Setting up and using your research cluster account

Modules

The cluster has a lot of scientific libraries installed, most of which you won’t need. Rather than having everything always accessible to everyone, you choose what will be in your paths using modules. All modules can be seen by running module avail; the ones currently set up for you can be seen by running module list. You load a module by running module load <modulename>, and remove one by running module rm <modulename>. Loading a module will also load any dependencies.

Drives

Your home directory is on a relatively small disk - it’s OK for code, but not for large datasets, because everybody has to share that small disk. /mnt/beegfs is where you want to store datasets for your computation to use. It’s big (640TB) and loads quickly onto the computing nodes.

Setting up your account

  1. ssh -X <username>@borg.hpc.usna.edu
  2. Now, get yourself access to the already-installed anaconda: module load anaconda3
  3. In order to install new packages locally, you need to make a python “virtual environment:” conda create -y -n <some short name you like> python=3.9
  4. Change your ~/.bashrc to include module load anaconda3 so that happens automatically.
  5. Run conda init
  6. To the bottom of your .bashrc, add conda activate <whatever you named the environment>
  7. Sign out, sign back in, make sure that your virtual environment name is in the parentheses to the left of your command prompt.
  8. Run conda install -c conda-forge numpy scipy matplotlib scikit-learn pandas to install all those packages in your virtual environment.
  9. cd /mnt/beegfs and mkdir <your username>. This is where you’ll put datasets.
  10. If you want, go back to your home directory and make a soft link to that folder in beegfs, so it’s easy for you to navigate to.

OK, how do I run code?

When you first log in, you are on a login node. This is appropriate for coding, small scripts, data transfer, etc. Login nodes are not appropriate for actual computation. Running code on a login node is slower, and it also slows down everybody else’s login node experience. Rude!

Instead, you need to ask the machine for resources on a compute node. We do this using a program called Slurm, which allocates a finite machine’s resources to all the many computation jobs the different users may want to run. You may even have to wait! (You will probably not have to wait long).

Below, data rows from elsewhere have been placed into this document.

PR #272, opened 2019-09-07
Merge foxdot

luzpaz:


AMDmi3:
It doesn't look like a modules, so it should be the other way around

luzpaz:
reverted, amended, and repushed

PR #281, opened 2019-09-21
Merge spyder

luzpaz:


AMDmi3:
Could you please quote `python:spyder`? Seems to be OK in this case, but generally colon means a mapping in YAML which would be incorrect syntax here.

luzpaz:
Done

PR #282, opened 2019-09-26
Set proper last version for salt

Ikke:
Salt official releases have a 3-part version scheme, but they also push
2-part tags to github, which are not official releases.

For example the last official release is 2019.2.1. 2019.8 is
available as tag on github, but not as release (and also not available
on pypi, which they consider the official source for releases[0]).

[0]:https://github.com/saltstack/salt/issues/41847


AMDmi3:
`last` should not used in the normal ruleset. It looks like you don't need a rule for official versions at all, just a `devel` one is fine.

Ikke:
@AMDmi3 Thanks, I've removed the `last` rule.

PR #305, opened 2019-11-28
Merge claws-mail plugins

niacat:
These plugins are distributed as part of the claws-mail distribution so the version number is the same as the main package. Some packaging systems have decided to split them out from claws-mail.


AMDmi3:
These kinds of splits are common in pkgsrc, it's a burden to merge them all manually. I'd prefer to have a way to know master port for such splits.

PR #306, opened 2019-11-28
openttd-data is a duplicate of openttd-opengfx

niacat:


AMDmi3:
This is not correct, the same way as `openttd-data` is not correct - it packages multiple projects with their own versions, hiding them behind (randomly chosen? greatest? openttd?) version and providing no way to know versions of individual components.

PR #321, opened 2020-01-12
Update o.yaml for openkim-models

ellio167:
openkim-models: convert YYYYMMDD to YYYY.MM.DD for consistency.

### DIFF
--- a/900.version-fixes/o.yaml
+++ b/900.version-fixes/o.yaml
@@ -64,7 +64,7 @@
 - { name: openjazz,                                                  ruleset: openbsd,     untrusted: true } # accused of fake 20190120
 - { name: openjfx,                     verpat: "8\\.0\\..*",                               ignore: true } # fedora; the official scheme is e.g. 8u151b12
 - { name: openjk,                                                                          noscheme: true }
-- { name: openkim-models,              verpat: "20[0-9]{6}",                               incorrect: true } # it's YYYY-MM-DD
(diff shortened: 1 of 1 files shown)


AMDmi3:
We don't fix others errors (incorrect version in this case) in Repology. This should be fixed in Debian.

ellio167:
@AMDmi3 I'm confused, there seem to be many examples of this sort of thing in the repo.

`c.yaml:- { name: cmst,                        verpat: "(20[0-9]{2})([0-9]{2})([0-9]{2})",         setver: "$1.$2.$3" } # manjaro`

`t.yaml:- { name: tuxpaint-stamps,             verpat: "(20[0-9]{2})([0-9]{2})([0-9]{2})",         setver: "$1.$2.$3" }`

It seems that the only way to fix this issue in Debian is to increment the `epoch` so that the new version of the package would be `1:2019.03.31`.  Will repology handle this cleanly and identify `1:2019.03.31` as equivalent to `2019.03.31`?

AMDmi3:
> I'm confused, there seem to be many examples of this sort of thing in the repo.

Some are legacy, some are inevitable because of unclear upstream versioning scheme. But the default policy is highlighting problems in repositories instead of masking them.

> Will repology handle this cleanly and identify 1:2019.03.31 as equivalent to 2019.03.31

Sure, dropping epochs and revisions is the first thing repology does when parsing a version.

ellio167:
OK, great.  We'll bump the epoch.  Thanks....

PR #791, opened 2024-03-20
Disambiguate `dawg` on Windows from Debian package

Trenly:


AMDmi3:
This needs split rules for all variants and also catch-all `unclassified` rule.

Trenly:
> This needs split rules for all variants and also catch-all `unclassified` rule.

I'm new to this repo, so I don’t know what most of that terminology means. Is there any better documentation or examples? The README wasn’t entirely clear on what needs to be added for each rule, just the different fields available

AMDmi3:
See around in the 850 ruleset - there are still a few exceptions which doesn't follow the pattern, but it should be clear nonetheless.

There should be a split rule which gives a new unique name for each individual project with a given ambiguous name, and there should be rule which sets `unclassified` flag on packages which haven't matched any of these rules. So you need a rule for `wwwpat: reedacartwright` and `addflag: unclassified` rule. Note that it's not necessary to add rules for dead homepages, such as `scit.us/projects/dawg` in this case.

Trenly:
> See around in the 850 ruleset - there are still a few exceptions which doesn't follow the pattern, but it should be clear nonetheless.
> 
> There should be a split rule which gives a new unique name for each individual project with a given ambiguous name, and there should be rule which sets `unclassified` flag on packages which haven't matched any of these rules. So you need a rule for `wwwpat: reedacartwright` and `addflag: unclassified` rule. Note that it's not necessary to add rules for dead homepages, such as `scit.us/projects/dawg` in this case.

Thank you for the guidance, I appreciate it

AMDmi3:
Sorry, forgot to mention - target names are usually prefixed with original name for them to remain grouped and in the same location of project list. That is, `dawg-digital-audio-workstation-group` and `dawg-dna-assembly-with-gaps` or with shorter suffixes. Otherwise good.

You can see all the jobs that are currently running (or waiting to run) by running the command squeue. You can cancel one of your jobs by running scancel <jobnumber>

The most common way to submit a computation job is with a submission script. The below is an example script called cluster.sh:

#!/bin/bash
#SBATCH --job-name=test_job
#SBATCH --output=afile.txt
#SBATCH --ntasks=1
#SBATCH --cpus-per-task=20
#SBATCH --time=10:00
#SBATCH --partition=hpc

cd some_directory
run some other lines of code

The shebang line must be first, and says what shell you’re using to interpret the rest of the code. The comments starting with #SBATCH tell Slurm what requirements your job has. The job will show up in squeue as test_job. Output will appear in aFile.txt in the directory you submitted the file from. We’re only running 1 task (we’re not doing any parallel computation using MPI or something). I’ve requested all 20 CPUs on the 1 node I’m going to get (if you’re taking HPC - ntasks is the number of processes you’ll run (ie, MPI), while cpus-per-task is useful for threads (ie, OpenMP). I’ve put in a walltime line telling the queue that if this job is still running after 10 minutes, kill it. That line is optional, but voluntarily including some reasonable ceiling is encouraged, in case your code has an infinite loop or something. A good list of SBATCH options is here. partition is used to tell the machine what kind of queue you want to be in. Here’s some you may be interested in:

The non-SBATCH lines are the code you want to have run. cd-ing to directories, running python code, whatever it is.

To submit this, in the login node, I run sbatch cluster.sh, and the work is submitted to the job scheduler. Once my SBATCH requirements I’ve requested can be met, the job start to run.

Interactive jobs

If you want to see the job run, or interact with it by having a shell on the compute node, you can submit an interactive job. For example, srun --pty bash -i gets it done. Once it’s scheduled, you get another prompt. From there, you can do whatever it is you’re there to do.